PR #408, opened 2026-08-11
Preserve structured XMLTV metadata in fresh EPG results

matrix2669:
## Summary

- preserve structured XMLTV programme metadata instead of collapsing it to a single category
- store subtitle, all categories, season/episode metadata, and Gracenote/TVDB/TMDB/IMDb identifiers on EPG rows
- classify episodic sports programming as TV while reserving `sports` for actual sporting events
- enrich sparse fresh Xtream EPG responses from matching SQLite rows so Browse gets the same structured metadata as stored/search results
- canonicalize live EPG entries to the requested Xtream stream ID when providers return a separate XMLTV/channel identifier
- keep live provider timing and archive state authoritative during enrichment
- honor the configured TV template for structured episodes even when the EPG omits an episode subtitle
- upgrade existing SQLite databases in place with additive structured EPG columns

## Why

Some Xtream providers expose rich XMLTV data but return only title/description/timing from the live EPG endpoint. Browse prefers that fresh endpoint, which caused programmes that were correctly identified in stored EPG/search results to lose their category, season/episode, and external IDs.

This change keeps the fresh provider response for current timing/archive state, then fills only missing metadata from the exact stored airing (`account_id`, stream/channel ID, start, stop).

It also improves classification from the richer XMLTV data. In particular, `Sports + Series` or structured S/E metadata is treated as episodic TV, while matchup/event-style programmes remain sports events.

## Examples

- `30 for 30` / `MLB Tonight` with Series + S/E metadata → `tv_show`
- `The Herd With Colin Cowherd` with structured episode metadata → `tv_show`
- `MLB Baseball — Toronto Blue Jays at New York Yankees` → `sports`
- `NFL Football` matchup-style airing → `sports`
- `News + Series` programmes remain `news`

## Compatibility

- existing `category` remains available as the primary/first category
- schema changes are additive and applied automatically for existing SQLite installations
- unmatched live EPG entries retain the existing behavior
- live `has_archive`, title/description, and timing values are not overwritten by stored metadata

## Tests

Regression coverage includes:

- multi-category/structured XMLTV classification
- Sports+Series vs. actual sports events
- sparse live EPG enriched from a rich matching SQLite row
- providers where live `channel_id` differs from the Xtream `stream_id`
- preserving live `has_archive=false`
- custom TV-template handling for structured episodes without subtitles


razzamatazm:
Thanks for this — the metadata work is genuinely valuable and the problem it solves is real. I'd like to take it, but not in this shape. Two blocking things and a structural one.

## Blocking: the branch is red

Two pre-existing tests in `backend/tests/test_detect_program_type.py` fail on this branch:

- `test_roman_numeral_not_sports` — `"Henry V"` now classifies as **sports**. `_MATCHUP_PATTERN` (`structured_epg.py:39`) includes a bare `\bv\.?\b` alternative, so any standalone roman numeral reads as "team v team". Requiring the separator to be flanked on both sides (`r"\w\s+(?:vs?\.?|at|@)\s+\w"`) fixes it and still matches "Spurs at Knicks", "Lakers vs. Celtics", "Arsenal v Chelsea".
- `test_sports_channel_category` — a generic programme on a `US Sports` channel drops from **sports** to **other**. Tightening sports classification is the right goal, but "other" is worse than the category the provider actually gave us. Note this also contradicts your own new `test_sports_channel_paid_programming_is_not_event`. Both can hold: fall back to sports when nothing else matches, but exclude recognised schedule filler (paid programming, to be announced, off air).

## Blocking: the service is monkeypatched rather than edited

`backend/services/__init__.py` imports two modules purely for side effects, which rebind seven core methods at import time:

```
EPGService._process_epg_entry     (patched twice, load-order dependent)
EPGService.serialize_program
EPGService.detect_program_type
EPGIngestManager._iter_programs
FileNamer.generate_filename       (patched twice, across two modules)
ingest_module._program_insert_stmt
```

Reading `epg_service.py` now tells you the wrong thing about what the app does, and the behaviour depends on import order. Please edit the methods in place instead.

Related: `structured_epg_bootstrap.py` adds a second migration path (a raw `connect` event listener running `ALTER TABLE`), and `structured_epg.py` has a third, never-called version of the same migration. CLAUDE.md documents one place for this — the lightweight `ALTER TABLE` checks in `backend/database.py`, which already handle `epg_programs`. The ten new columns belong there.

## Scope

This is nine distinct user-visible changes in one PR: the merge/enrichment, the schema, the classification rewrite, structured filename generation, the `{tmdb}` token, the season-zero-to-airing-year rule, the XMLTV `-1` precedence rule, and the tag separator fix. Could you split it into roughly three — schema + ingest, classification, filename/template — each with its own CHANGELOG entry? The current entry only covers the first.

Two smaller notes while splitting:

- `_merge_live_and_stored_programs` doesn't only enrich sparse entries as the description says; it appends every stored-only row and returns the union, which widens the guide window. That's a separate product decision worth its own PR.
- `_with_annual_series_season` (`structured_tv_template.py:136`) triggers on any `season_number == 0` with a positive episode, not on evidence of raw XMLTV `-1`. A genuine special arriving as a plain season-0 field with no onscreen marker gets silently renamed to the airing year.

The tests you wrote are good and should port across the split mostly unchanged.

razzamatazm:
One more thing, since I just left you three fairly dense reviews in a row and I don't want the tone to land wrong.

I want all three of these. 405 and 407 are close — small fixes and they're in. 408 I want too; the structured metadata work is the most valuable of the batch and it's solving a real problem I'd have gotten to eventually. My asks there are about how it's wired in, not whether it belongs.

No rush on any of it. If splitting 408 is a pain or you'd rather talk through where the seams should go before you start moving code, say so and we'll work it out here first — that's cheaper than you doing the split twice.

Thanks for these.

razzamatazm:
Closing this one, and I want to be clear about why, because it is not a rejection on merit.

I took the split we talked about and ran it myself rather than leaving you to do it. It landed today as three stacked PRs:

- #422 — the metadata module, additive nullable columns on `epg_programs`, XMLTV ingest, storage
- #423 — filling sparse live guide responses from stored entries, which is the Browse-versus-search discrepancy
- #424 — recording filenames using the real season and episode

The spec I worked from is #421, which is written up from this PR. Its "Further Notes" section says as much: the parts kept are the parts that reviewed well here, and they are the core of what you wrote. Parsing the whole `<programme>` element once, keeping every category with the first still in `category`, storing season and episode plus the external IDs, and filling the gaps when a provider answers the live endpoint with title and timing only. That was the valuable idea and it is now in main.

What did not come across, and why:

- **Sports and program-type reclassification.** This is the `_MATCHUP_PATTERN` work and the "Henry V" and `US Sports` regressions from my earlier review. I ruled it out of #421 deliberately. Using program categories and structured episode data to reclassify episodic sports programming is a real improvement and I still want it, but it is riskier than the storage work and deserves its own change with its own regression tests rather than riding along with the metadata plumbing.
- **TMDB, TVDB and IMDb lookups, and a `{tmdb}` filename token.** Identifiers are now stored when the provider publishes them, but nothing does a network lookup. The token is worth doing and needs its own spec.
- **Deriving a season from the airing year** when the provider signals an unknown season. Ruled out on purpose: it writes a guess into the season field and then out into filenames.

One thing worth flagging since it came out of your original diff and I would not have found it otherwise: scheduled recordings save their own snapshot of an airing and rebuild the program at dispatch, so the guide metadata was gone by the time the file was named. #424 fixes that by looking it back up from the stored guide entry for that exact airing.

If you want to pick up the sports reclassification as its own PR, I would take it. Same for the `{tmdb}` token. Thanks for this one, it was the most valuable of the batch and it is in the product now.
□ □ □ □ □ □ □
**Work to be completed:**
Beginning at the line with "- providers where" and ending at the line with "## Blocking: the branch is red", reproduce each line of the data above exactly, and add no other lines.

**Problem solution:**
- providers where live `channel_id` differs from the Xtream `stream_id`
- preserving live `has_archive=false`
- custom TV-template handling for structured episodes without subtitles


razzamatazm:
Thanks for this — the metadata work is genuinely valuable and the problem it solves is real. I'd like to take it, but not in this shape. Two blocking things and a structural one.

## Blocking: the branch is red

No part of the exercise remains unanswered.